An anti-deportation campaign has been launched in aid of Amdani Juma, a Burundian refugee who has been refused indefinite leave to remain in the UK.
Amdani, a torture survivor, came to the UK in March 2003 as a UN – sponsored asylum seeker and was granted humanitarian protection. Many of his family and friends were tortured and some were murdered. Many others like him were forced into exile. Amdani settled in Nottingham and worked at the Nottingham and Notts Refugee Forum (NNRF) for two years. Amdani was selected to serve the Home Office itself, on the Community and Media sub-group of its social policy body, the National Refugee Integration Forum, under John Reid. This post ran from 2005 to March 2007, just before his leave to remain was rescinded. He has been involved in other national organisations including HIV-awareness campaigns (National African HIV Prevention Program and African HIV Policy Network) and refugee organisations (The National Refugee Integration Forum and Refugee Action). Locally, he has worked in the Nottingham Council Tenants’ Forum and advises Nottinghamshire Social Services and other East Midlands bodies on asylum issues.
Amdani’s recent routine application for indefinite leave to remain (ILR) was refused by the Home Office and he has been told he faces deportation to a country where he has no immediate family and which is unsafe. The British Foreign and Commonwealth Office has commented that ‘the human rights situation in Burundi remains poor’. An appeal will be heard on 28 November. His friends and supporters, who are ‘shocked and bewildered’ at the refusal to grant him indefinite leave to remain, are encouraging people to write letters of support and have circulated a petition to present to the court.

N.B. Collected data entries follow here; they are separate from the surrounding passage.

PR #584, opened 2023-01-27
chore: Add a component composition root with KumaLogo and GHButton

johncowen:
This PR slightly changes the way we consume components, in that we consume them from a single composition root in `@/components`. I wanted to try it out with multiple components so used the KumaLogo and the recently added GHButton so see/show how the application level code looks when using multiple components like this.

Notes:

1. Whilst exporting functions that return the component seems a little redundant (as opposed to just exporting the component), this matches up with the `use*()` that we use for services and other things, therefore everything works the same.
2. We have a separate composition root specifically for components, ideally we want a single composition root (we already have `@/services`, now we have `@/components` and `@/services`). This avoids problems with circular imports which is caused by not being able to use constructor injection for components. There are probably other ways around this, but this is the simplest, and having 2 composition roots that work exactly the same is fine by me.
3. I haven't used our service container for components as yet (maybe never). The fact that we can't use constructor injection and take advantage of automatic dependency resolution and injection means using that would be kinda redundant. Although I did notice that using the service container here _may_ help with exporting these functions when/if the amount of these grows. We can try that a later date though, we can change the composition root however we like in the future as long as the exports stay the same, which in turn would mean we don't have to change any application code.

### DIFF
--- a/src/app/common/KumaLogo.vue
+++ b/src/app/common/KumaLogo.vue
@@ -1,0 +1,15 @@
+<script lang="ts" setup>
+import { useEnv } from '@/utilities'
+const env = useEnv()
+</script>
+<template>
+  <img
+    src="@/assets/images/product-logo.png"
+    :alt="`${env('KUMA_PRODUCT_NAME')} Logo`"
+  >
+</template>
+<style lang="scss" scoped>
+img {
+  max-height: 36px;
+}
+</style>
--- a/src/app/AppHeader.vue
+++ b/src/app/AppHeader.vue
@@ -2,11 +2,7 @@
   <header class="app-header">
     <div class="horizontal-list">
       <router-link :to="{ name: 'home' }">
-        <img
-          class="logo-image"
-          src="@/assets/images/product-logo.png"
-          :alt="`${store.state.config.tagline} Logo`"
-        >
+        <KumaLogo />
       </router-link>
 
       <GithubButton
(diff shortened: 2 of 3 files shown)


johncowen:
I changed my initial approach here half way through see:

> P.S. Ah of course! It would also be handy to mock out/inject components during testing 🤔

..in the description.

I subsequently changed this to use our container, which meant I could mock/stub components out during testing.

There is an additional snapshot change here as I'd made `<GithubButton>` display `<github-button-stub>` during testing:

https://github.com/kumahq/kuma-gui/blob/master/src/app/App.spec.ts#L22-L24

```javascript
        // keeps the github-button as a <github-button> instead of a span in
        // the snapshot so its as close to actual usage as possible
        GithubButton: true,
```

we lost that in https://github.com/kumahq/kuma-gui/commit/2192080503d5ab852ef493ac5c13373a78d22d1e#diff-2d5de16271ef26e8711852e31081b0a215e86861571b601185eee9024c515b29R22, and it was displaying a `span` again and I couldn't figure out why.

This change puts it back so that the stubbed `<GithubButton>` displays `<github-button>` (which is even better than `<github-button-stub>`) which is what I'd originally wanted, was also an interesting learning and answered a question/query/interest I had around making an empty components easily.

Lastly, I altered `createInjections` slightly now I know we are only ever going to use the one single container.

src/app/common/KumaLogo.vue
```diff
@@ -0,0 +1,15 @@
...
+  <img
+    src="@/assets/images/product-logo.png"
+    :alt="`${env('KUMA_PRODUCT_NAME')} Logo`"
+  >
+</template>
+<style lang="scss" scoped>
+img {
+  max-height: 36px;
+}
+</style>
```
kleinfreund, line 15: **Suggestion**: Can we please stick to one style of arranging single file components and use some empty new lines to separate blocks of things?

```suggestion
<template>
  <img
    src="@/assets/images/product-logo.png"
    :alt="`${env('KUMA_PRODUCT_NAME')} Logo`"
  >
</template>

<script lang="ts" setup>
import { useEnv } from '@/utilities'

const env = useEnv()
</script>

<style lang="scss" scoped>
img {
  max-height: 36px;
}
</style>
```

kleinfreund (approved):

src/app/common/KumaLogo.vue
johncowen: Yeah sure, added a couple of blank lines

PR #587, opened 2023-01-30
refactor: migrates onboarding components to composition api

kleinfreund:
Migrates all onboarding-related components to composition API.

Moves `shouldSuggestOnboarding` getter into global state as it only accesses global state.

Replaces all Tailwind utility classes in the onboarding module with either custom CSS or utility classes that are also present via Kongponents (which already override the Tailwind ones).

Removes some unnecessary router link stubs from some component tests (no more tests now use RouterLinkStub which allows their actual URLs to be visible).

### DIFF
--- a/src/app/App.spec.ts
+++ b/src/app/App.spec.ts
@@ -1,5 +1,5 @@
 import { describe, expect, jest, test } from '@jest/globals'
-import { flushPromises, mount, RouterLinkStub } from '@vue/test-utils'
+import { flushPromises, mount } from '@vue/test-utils'
 import { withVersion } from '@/../jest/jest-setup-after-env'
 
 import App from './App.vue'
@@ -29,11 +29,11 @@ function renderComponent(status: string) {
       stubs: {
         // Let’s not unnecessarily render all that chart markup.
         DonutChart: true,
-        'router-link': RouterLinkStub,
       },
     },
   })
 }
+
 describe('App.vue', () => {
   test('renders main view when successful', async () => {
     withVersion('10.2.0')
--- a/src/app/App.vue
+++ b/src/app/App.vue
@@ -76,7 +76,7 @@ const isLoading = ref(store.state.globalLoading)
  */
 const routeKey = computed(() => route.path)
 const shouldShowAppError = computed(() => store.state.config.status !== 'OK')
-const shouldSuggestOnboarding = computed(() => store.getters['onboarding/showOnboarding'])
+const shouldSuggestOnboarding = computed(() => store.getters.shouldSuggestOnboarding)
 const shouldShowNotificationManager = computed(() => store.getters['notifications/amountOfActions'] > 0)
 
 watch(() => store.state.globalLoading, function (globalLoading) {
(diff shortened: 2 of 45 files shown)


johncowen:
I had a quick look at this last night and I noticed at least a few design differences with this refactor, was that intentional?

For example:

## Previous
 
Screenshot 2023-01-30 at 17 38 04

## With this PR

Screenshot 2023-01-30 at 17 38 17

kleinfreund:
@johncowen Yeah a lot of small things were broken in the onboarding views. The heading was hidden on account of some CSS rules clipping it away (see screenshots actually). The background would often clip through the header elements that didn’t have a background and the welcome view for some reason was using a different but near-identical scaffold for its layout making it appear much more narrow than all the subsequent views. I still think these views need quite a bit of work, but I wanted to at least some sort of unified experience stepping through these pages.

johncowen:
> The heading was hidden on account of some CSS rules clipping it away (see screenshots actually)

Yeah that's a nice fix definitely, but to my eye I think there are other problems we've introduced in this PR:

## Previous

Screenshot 2023-01-31 at 09 49 41

## With this PR

Screenshot 2023-01-31 at 09 48 41

To my eye (and for sure that's a subjective thing), the previous layout looked a lot better.

I also took a look at KM, and the bug mentioned above (the hidden header) isn't in there, in fact it generally looks a lot better (again to my eye). I wonder if we should just stick to the refactor here and then try to make sure these are in sync. Then if we do want to change the design of all this we can do that as a separate thing. i.e.

1. Fix the visual bugs in kuma (possibly just a sync and/or a tweak)
2. Refactor related components to the new component API (which shouldn't visually change anything)
3. Discuss/implement design changes.

wdyt?

kleinfreund:
@johncowen With this PR, I’m trying to improve things in places that we’re currently not actively working on in the few moments where I actually have time to work on them.

Personally, I don’t think the current state looks a lot better. In fact I think the opposite is true. I think there is no rhyme or reason to the spacing and layout of the views as they are. So could you do me a favor and please raise what you’re concerned about in my changes in a more specific fashion than "the previous layout looked a lot better"?

I don’t want to assign a higher priority to this work as I’m already doing as there isn’t any plans for doing so, so if this becomes a bigger topic, I’d rather not work on it at all and leave it to the future.

johncowen:
Ok sounds like you didn't think much of that then! 😆 Sorry didn't want to sounds dismissive in my previous comment ^, I was trying to figure how to review/check this. Appreciate you are trying to find places to improve the code when you have downtime and I think moving everything to more modern Vue is a good thing.

If it was me, considering this PR was about "refactor: migrates onboarding components to composition api". I'd probably stick to doing that without the visual changes for the moment, that's an improvement and it makes it far easier for me to review (I'm not sidelined with things that I thought could have been unintentional) and avoids conversations that boil down to just differences of opinion on design. But that's just me.

> So could you do me a favor and please raise what you’re concerned about in my changes in a more specific fashion than "the previous layout looked a lot better"?

Off the top of my head, we are now mixing center alignment and left alignment quite a bit. I preferred the "modal-like centrally aligned content" look to this i.e. my concern is that we are now left aligning text whilst the design revolves around a centrally aligned look.

The more general concern is that this PR seems to be a refactor to upgrade APIs from old Vue style to new Vue style - therefore in my mind any visual/behavioural changes are probably unintentional. But from what it sounds like from your comments they are intentional, and therefore my concern is whether we should be making these changes?

Overall I think there are lots of really nice things here, such as the API upgrade and the removal of the router stubs I'd be super happy to just 👍 those if they were on their own. I think thats why I suggested the 3 steps in the above comment.

PR #594, opened 2023-01-30
chore: Adds an injectable logger

johncowen:
This PR adds an injectable logger so we can inject alternative implementations, in this case a DisabledLogger during development.

I've left the little `PROD` check conditional in the code the moment, just as we haven't added the development container into all our package scripts as yet. There are a couple more things I'd like to do before I make using the development container the default container during development, so I'll enable that by default in a future PR. At which point this `PROD` check can be removed.

Couple of extra things:

- I'm not totally aware of whereabout and how we actually log in the code, but on a brief scan, its look like in the future we could potentially use our `logger` directly instead of accessing `datadogLogs.logger` directly. One for the future tho.
- I've added some README in here which is empty for the moment, but is likely to be filled out in the future. I know this is a little redundant right now, but I would rather each 'service' have a README, even if its empty to begin with.


src/services/logger/Logger.ts
```diff
@@ -0,0 +1,26 @@
+import { datadogLogs } from '@datadog/browser-logs'
+
+import { kumaApi } from '@/api/kumaApi'
+import type Env from '@/services/env/Env'
+
+export default class Logger {
```
kleinfreund, line 6: **Suggestion**: Can you please rename this to something more specific? We don’t use Datadog as a general purpose logging utility, but only in a few places.

kleinfreund (approved):

src/services/logger/Logger.ts
johncowen: Here's an example of one place where we use it (but not as yet via the service):

https://github.com/kumahq/kuma-gui/blob/9c37737efeb8b8054aa9a190b1e6bc2813345e77/src/app/common/PaginationWidget.vue#L59-L66

I partly imagined at some point in the future if we wanted to, we could change the:

```javascript
datadogLogs.logger.info(datadogLogEvents.PAGINATION_NEXT_BUTTON_CLICKED) 
```

to

```javascript
const { logger, loggerEvents } = useLogger()
logger.info(loggerEvents.PAGINATION_NEXT_BUTTON_CLICKED) 
```

or similar, which we could switch out during development for a local logger of some sort.

Apart from `Logger` do you have another name in mind? We could call this one `RemoteLogger` perhaps?

kleinfreund: I would much rather call this DatadogLogger. It should be obvious when we’re logging something to an external place *and* what that external place is.

johncowen: K I changed this to DatadogLogger

PR #600, opened 2023-02-01
refactor: remove unnecessary router stubs

kleinfreund:
Removes some unnecessary router link stubs from some component tests (no more tests now use RouterLinkStub which allows their actual URLs to be visible).


johncowen (approved):
🚀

The Nottingham and Notts Refugee Forum told IRR News: ‘The Home Office has offered no evidence that the situation in Burundi is now safe for someone of his political and ethnic background. Not only would his friends miss him, but we genuinely fear for his life should he be deported to Burundi. [Amdani] always gives freely and selflessly of his time and has helped many people in difficult circumstances. His departure would be a great loss to us and to the wider community of the city, as reflected in a motion in support of Amdani passed by the Notts & Nottinghamshire Refugee Forum at its recent AGM.’
Amdani told IRR News: ‘I feel safe in Nottingham and I am well integrated in the UK, I am so shocked and can not imagine returning to a country where I suffered loss of friends and family and I still sustain scars from the Rwandan genocide and escaping Burundi in 2003 to safety in the UK. It is very difficult to feel that people wish me to stay yet the Home Office turned down my ILR application after years of work and putting roots in Nottingham. The decision has made everyone so sad.’